PR #315, opened 2022-01-14
Override spec status for auto-publishing

yoavweiss:
When looking into why RT is not auto-published, it seems like the cause is the spec status that's an editor's draft. NT seems to get over the same issue by overriding the spec status, so trying the same here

▸ Work instructions
Copy the full listing verbatim.

▸ Solution to the exercise
PR #315, opened 2022-01-14
Override spec status for auto-publishing

yoavweiss:
When looking into why RT is not auto-published, it seems like the cause is the spec status that's an editor's draft. NT seems to get over the same issue by overriding the spec status, so trying the same here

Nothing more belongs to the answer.